EXERCISE DIRECTIONS
Would you please restate every record exactly as written?

(Stored data entries)
PR #623, opened 2022-09-23
Fix json encoding of NaN/infinity

WardBrian:
#### Submission Checklist

- [x] Run unit tests

#### Summary

We implemented our json encoding based on the spec given in the Cmdstan Users Guide, which was incorrect. In particular, the value `"inf"` does not parse. The default values Python serializes these to _does_, so we should just leave it as it is.

I also removed ujson as part of this fix. ujson implemented differing behavior from Python for infinity which meant round-tripping values was not possible. This was first noted in April of 2013, and did not get fixed until ujson 5.5.0 released last week. So, the options were either pin >=5.5.0, or just remove it. 

#### Copyright and Licensing

Simons Foundation

### DIFF
--- a/.pre-commit-config.yaml
+++ b/.pre-commit-config.yaml
@@ -25,7 +25,7 @@ repos:
       - id: mypy
         # Copied from setup.cfg
         exclude: ^test/
-        additional_dependencies: [ numpy >= 1.22, types-ujson ]
+        additional_dependencies: [ numpy >= 1.22]
   # local uses the user-installed pylint, this allows dependency checking
   - repo: local
     hooks:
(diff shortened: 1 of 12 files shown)


ahartikainen:
Do we read or write any large json files in the package?

WardBrian:
We will write large files if the user has large data they're creating in Python

ahartikainen:
Then maybe we should at least have some library that can write those in reasonable time?

There are also other possibilities (not ujson)

WardBrian:
I would be interested in doing some benchmarking, but my guess is that the preprocessing we need to do (such as turning all numpy/pandas objects into lists) is probably nearly as expensive as the serialization. 

Its probably worth looking into options other than `ujson`. I'd like at least:
1. Minimal/no dependencies
2. Matches python on these edge cases
3. Supports custom encoding like the built-in json does. If the user had data which had type `complex` anywhere in it, we were previously calling `ujson`, then, if that failed, calling standard `json` with our custom `complex` encoding.

But I propose that search happens separately

ahartikainen (approved):

Issue #614, opened 2022-09-06
`compile=True` behavior with includes


tillahoffmann:
When the `compile` argument of `CmdStanModel` is `True`, the following code checks whether a newer executable exists such that the compile step can be skipped.

https://github.com/stan-dev/cmdstanpy/blob/e885cb0edf2e611802cb36f491fa05192d4190b3/cmdstanpy/model.py#L481-L488

If the `.stan` file has an `#include` directive, compilation will be skipped if changes were made to the included file but not the `stan_file` argument passed to `CmdStanModel`. Would it be feasible to check included files as well or is that overkill, and I should just use `compile="force"`?

WardBrian:
I think solving this in the most general cases is really tricky. In `stanc_info()` we have a list of included files, but most of them will be relative paths and you need to know the value of `--include-paths` to find them. 

I think this is the kind of thing we'd be happy to accept a PR for, but `compile='force'` will be the recommended thing for now

PR #627, opened 2022-10-12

SOLVED PROBLEM
PR #623, opened 2022-09-23
Fix json encoding of NaN/infinity

WardBrian:
#### Submission Checklist

- [x] Run unit tests

#### Summary

We implemented our json encoding based on the spec given in the Cmdstan Users Guide, which was incorrect. In particular, the value `"inf"` does not parse. The default values Python serializes these to _does_, so we should just leave it as it is.

I also removed ujson as part of this fix. ujson implemented differing behavior from Python for infinity which meant round-tripping values was not possible. This was first noted in April of 2013, and did not get fixed until ujson 5.5.0 released last week. So, the options were either pin >=5.5.0, or just remove it. 

#### Copyright and Licensing

Simons Foundation

### DIFF
--- a/.pre-commit-config.yaml
+++ b/.pre-commit-config.yaml
@@ -25,7 +25,7 @@ repos:
       - id: mypy
         # Copied from setup.cfg
         exclude: ^test/
-        additional_dependencies: [ numpy >= 1.22, types-ujson ]
+        additional_dependencies: [ numpy >= 1.22]
   # local uses the user-installed pylint, this allows dependency checking
   - repo: local
     hooks:
(diff shortened: 1 of 12 files shown)


ahartikainen:
Do we read or write any large json files in the package?

WardBrian:
We will write large files if the user has large data they're creating in Python

ahartikainen:
Then maybe we should at least have some library that can write those in reasonable time?

There are also other possibilities (not ujson)

WardBrian:
I would be interested in doing some benchmarking, but my guess is that the preprocessing we need to do (such as turning all numpy/pandas objects into lists) is probably nearly as expensive as the serialization. 

Its probably worth looking into options other than `ujson`. I'd like at least:
1. Minimal/no dependencies
2. Matches python on these edge cases
3. Supports custom encoding like the built-in json does. If the user had data which had type `complex` anywhere in it, we were previously calling `ujson`, then, if that failed, calling standard `json` with our custom `complex` encoding.

But I propose that search happens separately

ahartikainen (approved):

Issue #614, opened 2022-09-06
`compile=True` behavior with includes


tillahoffmann:
When the `compile` argument of `CmdStanModel` is `True`, the following code checks whether a newer executable exists such that the compile step can be skipped.

https://github.com/stan-dev/cmdstanpy/blob/e885cb0edf2e611802cb36f491fa05192d4190b3/cmdstanpy/model.py#L481-L488

If the `.stan` file has an `#include` directive, compilation will be skipped if changes were made to the included file but not the `stan_file` argument passed to `CmdStanModel`. Would it be feasible to check included files as well or is that overkill, and I should just use `compile="force"`?

WardBrian:
I think solving this in the most general cases is really tricky. In `stanc_info()` we have a list of included files, but most of them will be relative paths and you need to know the value of `--include-paths` to find them. 

I think this is the kind of thing we'd be happy to accept a PR for, but `compile='force'` will be the recommended thing for now

PR #627, opened 2022-10-12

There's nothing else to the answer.